WHAT YOU NEED TO DO:
The answer is every line of the records that holds the word "readonly", copied in full.

Records from a data collection:
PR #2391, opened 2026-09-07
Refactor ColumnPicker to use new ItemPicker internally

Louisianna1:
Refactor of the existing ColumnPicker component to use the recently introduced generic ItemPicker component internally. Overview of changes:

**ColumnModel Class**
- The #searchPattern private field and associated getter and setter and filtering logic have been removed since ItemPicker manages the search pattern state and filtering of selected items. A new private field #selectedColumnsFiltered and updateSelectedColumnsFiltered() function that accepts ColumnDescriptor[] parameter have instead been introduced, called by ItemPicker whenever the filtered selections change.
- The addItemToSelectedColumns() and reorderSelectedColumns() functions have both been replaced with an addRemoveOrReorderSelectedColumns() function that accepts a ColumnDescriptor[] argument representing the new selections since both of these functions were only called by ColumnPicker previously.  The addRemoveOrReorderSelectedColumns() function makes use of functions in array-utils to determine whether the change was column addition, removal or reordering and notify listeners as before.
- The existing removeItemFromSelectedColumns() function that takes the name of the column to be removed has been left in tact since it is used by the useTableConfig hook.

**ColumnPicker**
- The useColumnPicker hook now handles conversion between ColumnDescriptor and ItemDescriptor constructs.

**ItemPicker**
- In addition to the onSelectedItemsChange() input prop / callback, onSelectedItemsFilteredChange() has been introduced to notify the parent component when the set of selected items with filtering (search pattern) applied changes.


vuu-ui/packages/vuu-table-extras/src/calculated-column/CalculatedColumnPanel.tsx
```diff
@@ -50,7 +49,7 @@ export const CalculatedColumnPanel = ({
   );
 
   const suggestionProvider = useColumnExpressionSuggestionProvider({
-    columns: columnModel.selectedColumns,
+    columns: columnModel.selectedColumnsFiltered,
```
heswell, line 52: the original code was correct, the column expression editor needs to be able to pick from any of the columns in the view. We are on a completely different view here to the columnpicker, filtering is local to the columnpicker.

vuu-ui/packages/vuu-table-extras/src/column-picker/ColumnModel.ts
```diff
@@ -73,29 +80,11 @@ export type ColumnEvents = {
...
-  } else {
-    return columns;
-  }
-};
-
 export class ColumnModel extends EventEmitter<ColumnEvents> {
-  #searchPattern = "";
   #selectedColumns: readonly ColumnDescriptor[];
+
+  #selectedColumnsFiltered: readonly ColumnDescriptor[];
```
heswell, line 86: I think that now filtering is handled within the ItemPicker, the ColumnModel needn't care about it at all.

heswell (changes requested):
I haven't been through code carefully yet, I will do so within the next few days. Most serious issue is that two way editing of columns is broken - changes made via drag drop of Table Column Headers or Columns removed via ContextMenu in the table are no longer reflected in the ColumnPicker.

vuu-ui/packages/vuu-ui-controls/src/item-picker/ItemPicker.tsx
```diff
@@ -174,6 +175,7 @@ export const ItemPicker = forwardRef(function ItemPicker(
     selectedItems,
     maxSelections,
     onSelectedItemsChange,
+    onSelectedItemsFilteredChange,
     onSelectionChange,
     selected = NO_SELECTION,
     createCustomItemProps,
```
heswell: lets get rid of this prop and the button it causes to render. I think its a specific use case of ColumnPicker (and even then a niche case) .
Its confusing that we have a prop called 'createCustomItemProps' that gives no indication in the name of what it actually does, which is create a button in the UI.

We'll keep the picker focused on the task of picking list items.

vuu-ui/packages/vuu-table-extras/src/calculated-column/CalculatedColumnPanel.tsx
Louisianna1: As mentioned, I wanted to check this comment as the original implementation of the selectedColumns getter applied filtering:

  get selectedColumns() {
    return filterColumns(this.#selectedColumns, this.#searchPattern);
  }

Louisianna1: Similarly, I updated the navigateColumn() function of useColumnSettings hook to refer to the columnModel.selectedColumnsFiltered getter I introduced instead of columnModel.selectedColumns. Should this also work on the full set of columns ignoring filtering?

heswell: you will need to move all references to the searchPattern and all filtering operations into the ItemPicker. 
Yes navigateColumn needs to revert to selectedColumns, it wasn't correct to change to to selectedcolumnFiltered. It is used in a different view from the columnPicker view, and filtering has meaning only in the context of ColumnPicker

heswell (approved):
...
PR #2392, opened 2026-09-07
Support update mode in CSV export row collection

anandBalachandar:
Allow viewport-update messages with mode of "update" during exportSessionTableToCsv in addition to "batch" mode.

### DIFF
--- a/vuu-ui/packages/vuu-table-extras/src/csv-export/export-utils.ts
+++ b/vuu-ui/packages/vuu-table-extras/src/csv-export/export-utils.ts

RESULT FOR THIS TASK:
   #selectedColumns: readonly ColumnDescriptor[];
+  #selectedColumnsFiltered: readonly ColumnDescriptor[];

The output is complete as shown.